As if that wasn’t enough, the week ended with an extravagant Romney Retreat for his the biggest fundraisers and bundlers for the Romney campaign and its super PAC at a posh resort town in Utah. Trackers captured dozens of corporate jets landing at local airports ferrying the members of Romney’s true base — the CEO/millionaire set — to the Romney soiree. The retreat brazenly featured meetings of “industry groups” like bankers, who strategized about their political aims with Romney and other Republicans leaders like Senate Banking Committee ranking Republican Spencer Bachus.
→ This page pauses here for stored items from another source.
PR #93, opened 2016-07-13
hotfix for compilation issues with nvcc and the new test integration

trws:
This is a set of hotfixes for build issues with the gtest integration that only showed up on odd environments.  Since a build with enable_cuda forces all including files to include cuda constructs, they only build with NVCC.  We really need to fix that.  Also, the gtest library needs to be built with the same ABI as the rest of raja, so it must be built with the same compilers. This version passes all CPU and GPU tests on rzhas.

### DIFF
--- a/cmake/SetupPackages.cmake
+++ b/cmake/SetupPackages.cmake
@@ -91,6 +91,11 @@ if (RAJA_ENABLE_TESTS)
       googletest
       GIT_REPOSITORY https://github.com/google/googletest.git
       GIT_TAG release-1.7.0
+      CMAKE_ARGS                
+          -DCMAKE_C_COMPILER=${CMAKE_C_COMPILER}
+          -DCMAKE_CXX_COMPILER=${CMAKE_CXX_COMPILER}
+          -DCMAKE_C_FLAGS=${CMAKE_C_FLAGS}
+          -DCMAKE_CXX_FLAGS=${CMAKE_CXX_FLAGS}
       INSTALL_COMMAND ""
       LOG_DOWNLOAD ON
       LOG_CONFIGURE ON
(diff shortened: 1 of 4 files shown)


davidbeckingsale:
👍 

Thanks for fixing this up! I agree about the CUDA stuff, will make an issue to track it.

cmake/SetupPackages.cmake
```diff
@@ -91,6 +91,11 @@ if (RAJA_ENABLE_TESTS)
       googletest
       GIT_REPOSITORY https://github.com/google/googletest.git
       GIT_TAG release-1.7.0
+      CMAKE_ARGS                
+          -DCMAKE_C_COMPILER=${CMAKE_C_COMPILER}
```
davidbeckingsale: If a C or CXX compiler is not explicitly specified in the `CMAKE_XXX_COMPILER` variables, does this still work?

I was doing something similar yesterday and it just tried to pass an empty string. We might need to check the variable and build up the `CMAKE_ARGS` list depending on what is set.

trws: It should pull whatever the value determined for the cache is, since it's evaluated at runtime (or it's supposed to be) but it's worth testing it.

davidbeckingsale: It's working fine if the compilers are unspecified.

davidbeckingsale:
@rhornung67 can you approve this for merging?

jonesholger:
@davidbeckingsale -- I think he's on vacation

trws:
So... Any chance of an approve / merge @keasler?


davidbeckingsale:
@trws - since this change only really impacts the unit testing, I'm happy to merge it now. We can always back it out at a later date if necessary.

It also provided attendees with a weekend of unfettered access to top Republican political strategists like former Bush adviser Karl Rove, who might once again return to government if Romney wins.
Americans United for Change Communications Director Jeremy Funk blogged:

With doubt about Mitt Romney’s ability to create jobs reaching new heights this week following the revelation that companies he oversaw as CEO of Bain Capital were “pioneers” of the cold, greedy practice of shipping U.S. jobs overseas to bottom-wage countries, you might think he would think twice about rubbing elbows and clinking glasses with his former outsourcing specialist colleagues at Bain anytime soon. Yet, not 48 hours later, Bain Capital’s private jet was spotted today near Romney’s exclusive retreat in Utah for mega campaign donors, undoubtedly including a who’s who list of outsourcing corporate interests — a retreat unofficially billed as “Outsourcers of the World Reunite.”
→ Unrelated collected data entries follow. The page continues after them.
PR #97, opened 2016-07-15
Fixes atomicAdd(double.. name clash; use global namespace for atomicA…

jonesholger:
Easy fix really -- just qualified the use of atomicAdd(unsigned int*, unsigned  int)  with :: (global namespace) . Cleaned things up and moved our CAS based atomics back into RAJA namespace.

### DIFF
--- a/include/RAJA/exec-cuda/reduce_cuda.hxx
+++ b/include/RAJA/exec-cuda/reduce_cuda.hxx
@@ -68,7 +68,24 @@
 
 #include "RAJA/exec-cuda/raja_cudaerrchk.hxx"
 
-// The following atomic functions need to be outside of the RAJA namespace
+
+namespace RAJA {
+
+
+/*!
+ ******************************************************************************
+ *
+ * \brief Method to shuffle 32b registers in sum reduction.
+ *
+ ******************************************************************************
+ */
+__device__ __forceinline__ double shfl_xor(double var, int laneMask) {
+  int lo = __shfl_xor(__double2loint(var), laneMask);
+  int hi = __shfl_xor(__double2hiint(var), laneMask);
+  return __hiloint2double(hi, lo);
+}
+
+
 //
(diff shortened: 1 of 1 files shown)


include/RAJA/exec-cuda/reduce_cuda.hxx
```diff
@@ -1032,7 +1037,7 @@ class ReduceMinLoc<cuda_reduce<BLOCK_SIZE>, T> {
           RAJA_MINLOC(sd[threadId],
                       m_blockdata[m_blockoffset + blockId + 1]);
       __threadfence();
-      int oldBlockCount = atomicAdd(&retiredBlocks[m_myID], (int)1);
+      unsigned int oldBlockCount = ::atomicAdd((unsigned int*)&retiredBlocks[m_myID], (unsigned int)1);
```
keasler: Holger, what about for the older versions of NVCC?  Don't we still need our implementation of atomicAdd for those?

jonesholger: This doesn't do anything to replace our CAS variants, the :: qualifier on this atomicAdd is to bring in the CUDA default one for unsigned int -- which I should have done in the first place.   Also, this was tested with 7.5 too.

jonesholger: I realize it might be confusing, but the atomicAdd for retired blocks which is unsigned int caused the compiler to complain that it could not disambiguate for atomicAdd(double *, double) -- go figure. But, this global namespace qualifier was all it needed.

keasler:
@trws Tom, can you approve this very small branch if it looks ok to you?  I was most worried about backward compatibility issues that I believe Holger has checked.

trws:
Huh, I would have thought that would take more code.  Nice fix @jonesholger.

👍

Romney’s bad week was punctuated by a Bloomberg poll that showed Obama had lept to a double digit lead in the race. While some pundits dismissed the poll as an outlier, few could argue that Romney was making ground in his uphill battle to the White House. And most handicappers agree that, though the election will almost certainly be close, right now they’d rather be Barack Obama than Mitt Romney.
Lots can happen in the four and a half months that remain until November 6 — and all those Romney donors will flood the airwaves with attacks ads in the weeks leading to the election. But if the Obama campaign can string together more weeks like the one that just passed, it will be Barack Obama, not Mitt Romney, that will be standing on the Capitol steps taking the oath of office next January.